Sixteen years ago, I sat down in an airless cabin on a sailboat in Sag Harbor with paper and pen to escape spending time with a husband I did not love. Why am I telling you this? Because, my dear son, perhaps by saying it out loud—that I did not love him—I can help make sense of why you are where you are now.
Right now you are on the eighth floor of the Resnick Neuropsychiatric Hospital at UCLA. The eighth floor is that floor. For the despondent, for the likes of Virginia Woolf. It’s the floor where at 3:45 p.m. an amoeba of strangers pulsates, waiting for the doors to open. We make glassy-sad-terror eye contact, appropriate for those unsure of who we’ll see once we get to our loved ones’ rooms. On the hour, the orderly lets us in, two visitors at a time. Some come with snacks. I did not know to do this on the first day. Now I come with gummy bears, per your instructions.

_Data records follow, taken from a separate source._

PR #38206, opened 2021-12-16
[Paddle-TRT] Fix trt elementwise converter non-broadcast input shape

zlsh80826:
### PR types

Bug fixes

### PR changes

Others

### Describe

Make trt elementwise converter unit-test has same input shape (aligne to input_data2).
Elementwise operations accepts only same input shape when doing non-broadcast cases.
TensorRT8 will use opt shape for searching tactics, so setting two different opt_shape is invalid.


jiweibo (approved):
LGTM

PR #38264, opened 2021-12-19
Skip zero-size Allocation in RecordStream

From00:
### PR types
Bug fixes

### PR changes
Others

### Describe
A zero-size CUDA Allocation is alloced by ZeroSizeAllocator, not by StreamSafeCUDAAllocator. We should not call _StreamSafeCUDAAllocation::RecordStream_ for a zero-size Allocation.


zhiqiu (approved):
LGTM

PR #39846, opened 2022-02-23
【Auto Parallel】update reshard to support while sub block

Caozhou1995:
### PR types

New features
### PR changes

Others
### Describe

Update reshard module to support while sub block.


Caozhou1995:
This pr close by repr https://github.com/PaddlePaddle/Paddle/pull/40366

PR #39860, opened 2022-02-23
support ema optimizer in sharding optimizers

sljlp:
### PR types

New features
### PR changes

APIs
### Describe

When using EMA in sharding optimziers, the trainers whose ids are not 0 don't save EMA vars.
However, EMA parameters need to be saved in every trainer.
Now the feature is supported by add a member "_ema_0" in checks list in function is_opt_vars.


ForFishes (approved):
LGTM

PR #39874, opened 2022-02-23
Support slim eager

JiabinYang:
### PR types

Function optimization
### PR changes

Others
### Describe

This PR is trying to support slim and qat in eager mode:
1. Fix bug when we deal with input as outpus.
2. Support slice related Python C method and move it to eager_utils.h. Make it dependence of imperative.cc
3. Remove imperative.cc from `ON_INFER`, since in inference we don't need imperative
4. Fix save problem in `jit.save` and `paddle.save`, now we can support `jit.save` and `paddle.save` in eager mode


XiaoguangHu01 (dismissed):
LGTM

phlrain (approved):

XiaoguangHu01 (approved):

XieYunshen (approved):
LGTM

PR #39886, opened 2022-02-24
[Fix bug] fix fp16 atomicAdd compiler error on different cuda_arch.

limin2021:
### PR types
Bug fixes

### PR changes
OPs

### Describe
Fix fp16 atomicAdd compiler error on different cuda_arch.
Note atomicAdd(half2* ) is only supported on  nvidia gpu with cuda_arch >= 700 and cuda_version >= 10000;


sneaxiy (approved):
LGTM.

Issue #39881, opened 2022-02-24
使用混合精度报错


jyjfjyjf:
代码：

    model, optimizer = paddle.amp.decorate(models=model, optimizers=optimizer, level=f16, master_weight=None, save_dtype=None)
    
    global_step = 0
    for epoch in range(1, epochs + 1):
        correct = 0
        data_num = 0
        batch_id = 0
    
        model.train()
    
        for data in tqdm(train_loader, desc=f'epoch {epoch} training'):
            input_ids = paddle.to_tensor(data[0])
            token_type_ids = paddle.to_tensor(data[1])
            labels = paddle.to_tensor(data[2])
    
            input_data = {'input_ids': input_ids,
                        'token_type_ids': token_type_ids,
                        'labels': labels}
    
            with paddle.amp.auto_cast(enable=True, custom_black_list=[
                "reduce_sum",
                "c_softmax_with_cross_entropy",
                "elementwise_div"
            ], level=f16):
                outputs = model(**input_data)
                logits = outputs[1]
                loss = outputs[0]
    
            probs = F.softmax(logits, axis=-1)
    
            correct = metric.compute(paddle.to_tensor(probs.cpu().detach().numpy()),
                                    paddle.to_tensor(labels.cpu().detach().numpy()))
            metric.update(correct)
            acc = metric.accumulate()
    
            global_step += 1
            if global_step % 100 == 0:
                logger.info("global step %d, epoch: %d, batch: %d, loss: %.5f, acc: %.5f" % (
                    global_step, epoch, batch_id, loss, acc))
    
            if f16 == 'O2':
                scaled = scaler.scale(loss)
                scaled.backward()
                scaler.step(optimizer)  
                scaler.update()

报错信息

              Traceback (most recent call last):
                File "C:\Users\woait\AppData\Roaming\JetBrains\IntelliJIdea2021.3\plugins\python\helpers\pydev\pydevd.py", line 1483, in _exec
                  pydev_imports.execfile(file, globals, locals)  # execute the script
                File "C:\Users\woait\AppData\Roaming\JetBrains\IntelliJIdea2021.3\plugins\python\helpers\pydev\_pydev_imps\_pydev_execfile.py", line 18, in execfile
                  exec(compile(contents+"\n", file, 'exec'), glob, loc)
                File "C:/JYN/workspace/DeBERTa_Decoding-enhanced_BERT_with_Disentangled_Attention/tools/train_eval.py", line 187, in <module>
[...]

PR #39950, opened 2022-02-25
fix pylayer problem with amp

zhiqiu:
### PR types

Bug fixes 
### PR changes

APIs
### Describe

When using PyLayer with amp, the `forward` part of  PyLayer may be invoked with `amp enabled`, while the `backward` part is not, thus resulting in errors.

related #39881

```
import paddle
from paddle.autograd import PyLayer

class MyMM(PyLayer):
    @staticmethod
    def forward(ctx, a, b):
        ctx.save_for_backward(a, b)
        return a.mm(b)
    
    @staticmethod
    def backward(ctx, grad):
        a, b = ctx.saved_tensor()  
        # NOTE(zhiqiu): a and b is float32 now, while grad is fp16 when forward runs with auto_cast()
        # thus, the mm operation raise errors because of the dtype of inputs are inconsistent
        return grad.mm(b.t()), a.t().mm(grad)

x = paddle.rand([10, 10])
y = paddle.rand([10, 10])
x.stop_gradient=False
y.stop_gradient=False

with paddle.amp.auto_cast():
   res = MyMM.apply(x, y)
   loss = paddle.mean(res)

loss.backward()
```

- before 
  run failed.
image
- after
 run ok

### DIFF
--- a/python/paddle/autograd/py_layer.py
+++ b/python/paddle/autograd/py_layer.py
@@ -14,6 +14,8 @@
 
 import paddle
 from paddle.fluid.framework import dygraph_only
+from paddle.fluid.dygraph.amp.auto_cast import amp_state
+from paddle.amp.auto_cast import auto_cast
 from paddle.fluid import core
 __all__ = []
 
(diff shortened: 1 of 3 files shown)


chenwhql (dismissed):
LGTM

zhangbo9674 (dismissed):
LGTM

zhangbo9674 (approved):
LGTM

PR #39963, opened 2022-02-27
Support initializing specific grad tensors to zero for selected operators

jim19930609:
### PR types
New features

### PR changes
Others

### Describe
Taking split_op as an example, the grad operation of which is to concat all the grad inputs into one. If, however, any of the grad inputs is uninitialized, we initialize it with zero value by default


JiabinYang (approved):
LGTM

PR #40005, opened 2022-02-28
refactoring proposal conv+elementwise_add (residual)

sfraczek:
### PR types
Others

### PR changes
OPs

### Describe
This is proposal of refactoring conv+elementwise_add (residual) to make it more readable. This way it is more aligned with design of other fuse passes. There is less code and less declarations in header files.

### DIFF
--- a/paddle/fluid/framework/ir/mkldnn/conv_elementwise_add_mkldnn_fuse_pass.cc
+++ b/paddle/fluid/framework/ir/mkldnn/conv_elementwise_add_mkldnn_fuse_pass.cc
@@ -22,6 +22,7 @@
 
 #include "paddle/fluid/framework/ir/graph_traits.h"
 #include "paddle/fluid/framework/op_version_registry.h"
+#include "paddle/fluid/string/pretty_log.h"
 
 namespace paddle {
 namespace framework {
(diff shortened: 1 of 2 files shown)


jakpiase (commented):
Amazing job, I really appreciate fixing this abomination. Do you think that merging `FuseConvAsX` and `FuseConvAsY` is easily doable? If yes then it would be nice to do it, but even in the current situation the code is also much more readable than before

paddle/fluid/framework/ir/mkldnn/conv_elementwise_add_mkldnn_fuse_pass.cc
```diff
@@ -374,39 +287,84 @@ GraphWithStats ResidualConnectionMKLDNNFusePass::FuseProjectionConv(
...
+           << " projection conv (as y) + elementwise_add patterns";
+    paddle::string::PrettyLogDetail(msg_ss.str().c_str());
+  }
+
+  return std::make_pair(graph_with_stats.first,
+                        found_projection_conv_count + graph_with_stats.second);
 }
 
-void ResidualConnectionMKLDNNFusePass::ApplyImpl(graph_ptr graph) const {
+void ResidualConnectionMKLDNNFusePass::ApplyImpl(ir::Graph* graph) const {
```
Silv3S, line 360: Could you unify naming convention of `ir::Graph* graph` and `Graph* g`?

Silv3S (approved):
LGTM 👍

paddle/fluid/framework/ir/mkldnn/conv_elementwise_add_mkldnn_fuse_pass.cc
sfraczek: I think this has been kind of a standard because in conv_activation and conv_bn there is Graph g in handler and ir::Graph graph otherwise so I made it the same. I think we could make it ir::Graph graph everywhere but we could make a unified change everywhere in other PR.

sfraczek:
> Amazing job, I really appreciate fixing this abomination. Do you think that merging `FuseConvAsX` and `FuseConvAsY` is easily doable? If yes then it would be nice to do it, but even in the current situation the code is also much more readable than before

Thank you. It crossed my mind to check if it is doable but I think it could be a separate task and I'm sick now so I can't work.

jakpiase (approved):
LGTM

lidanqing-vv (approved):
LGTM

lidanqing-vv:
@baoachun Please review this. Thanks.

baoachun (approved):
LGTM

PR #40041, opened 2022-03-01
add check for backward hook

zhiqiu:
### PR types

Bug fixes
### PR changes

Others
### Describe

Raise exception when the place or dtype changed in hook

Example:
```
    import paddle
    v = paddle.rand([3, 3])
    v.stop_gradient = False

    def foo(grad):
        print('grad', grad, grad.dtype)  # grad's dtype is float32
        res = paddle.mm(grad, grad)  # mm runs in fp16
        print('res', res, res.dtype)  # res's dtype is float16
        return res

    v.register_hook(foo)
    with paddle.amp.auto_cast():
        a = paddle.mm(v, v)
        loss = a.sum()
        loss.backward()

# PermissionDeniedError: The dtype of tensor(auto_0_@GRAD) before(float) and after(::paddle::platform::float16) hook are not consistent
   [Hint: Expected pre->DataType() == post->DataType(), but received pre->DataType():5 != post->DataType():4.] (at /Paddle/Paddle/paddle/fluid/imperative/gradient_accumulator.h:191)
```

### DIFF
--- a/paddle/fluid/imperative/basic_engine.cc
+++ b/paddle/fluid/imperative/basic_engine.cc
@@ -317,6 +317,7 @@ static std::shared_ptr<NameVarMap<VariableWrapper>> CallGradientHooks(
         auto tmp_var = var;
         for (const auto& hook_pair : var->GetVariableWrapperHooks()) {
           tmp_var = (*hook_pair.second)(tmp_var);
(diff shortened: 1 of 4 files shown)


JiabinYang (approved):
CHECK this in eager plz

PR #40042, opened 2022-03-01
run recompute's real backward with amp disabled

zhiqiu:
### PR types

Bug fixes
### PR changes

Others
### Describe

run recompute's real backward with amp disabled, otherwise, it may result in error when calling hook in backward during amp enabled guard.

Related #39950, #40041


ForFishes (approved):
LGTM

PR #40058, opened 2022-03-02
[Eager][YAML] Supported array-type parsing for output tensors

jim19930609:
### PR types
New features

### PR changes
Others

### Describe
Before this patch, AutoCodeGen wasn't able to recognize array-typed output tensors in Yaml, for example "... -> Tensor[](Out)". This feature will be enabled after this patch.

### DIFF
--- a/paddle/fluid/eager/auto_code_generator/final_state_generator/eager_gen.py
+++ b/paddle/fluid/eager/auto_code_generator/final_state_generator/eager_gen.py
@@ -213,8 +213,12 @@ def ParseYamlReturns(string):
 
     returns = [x.strip() for x in string.strip().split(",")]
     for i in range(len(returns)):
-        ret = returns[i]
-        returns_list.append(["", ret, i])
+        ret_type = returns[i]
+
+        assert ret_type in yaml_types_mapping.keys()
+        ret_type = yaml_types_mapping[ret_type]
+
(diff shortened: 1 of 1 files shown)


paddle/fluid/eager/auto_code_generator/final_state_generator/eager_gen.py
```diff
@@ -213,8 +213,12 @@ def ParseYamlReturns(string):
 
     returns = [x.strip() for x in string.strip().split(",")]
     for i in range(len(returns)):
-        ret = returns[i]
-        returns_list.append(["", ret, i])
+        ret_type = returns[i]
```
zyfncg, line 216: If `ret_type` is a string like `Tensor(out)`，can it be found in `yaml_types_mapping.keys()`?

jim19930609: okay this is interesting. So this function "ParseYamlReturns" is designed for parsing "forward_api" only, and it assumes there's no "name" associated with the outputs, in other words "Tensor[], Tensor" format outputs. 

"backward_api", on the other hand, will use "ParseYamlReturnsWithName" instead, which assumes "Tensor(out), Tensor[](out2)" format outputs.

zyfncg (approved):

PR #40078, opened 2022-03-02
[Phi] Change input vec tensor to pointer type

chenwhql:
### PR types

Function optimization
### PR changes

Others
### Describe

[Phi] Change input vec tensor to pointer type

将kernel的vector类型由 `const std::vector<DenseTensor>&` 改为 `const std::vector<const DenseTensor*>&`


MingMingShangTian (approved):
LGTM

zyfncg (approved):

PR #40079, opened 2022-03-02
[Phi]Fix var in output may be nullptr bug

MingMingShangTian:
### PR types

Bug fixes
### PR changes

Others
### Describe

Fix var in output may be nullptr , and will cause segment fault bug.


chenwhql (approved):
LGTM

It’s the floor where you sit in your yellow hospital gown, handwriting homework assignments that you insist I email to your professors three thousand miles away. Where you pace back and forth like a caged panther. Occasionally you wear the gown without the barrier of the long-sleeved shirts I bring you, and I can see the tattoo on your left forearm. The Jerusalem cross. I gasped the first time I saw it when I picked you up at the airport last month, flashing defiantly at me, bringing the message of God to this corner of the world. I said nothing. This is what mothers do when we do not know how to mother: we stuff our words down into our bellies. Many women my age complain of bloat, but really it’s a condition of parenting without a manual.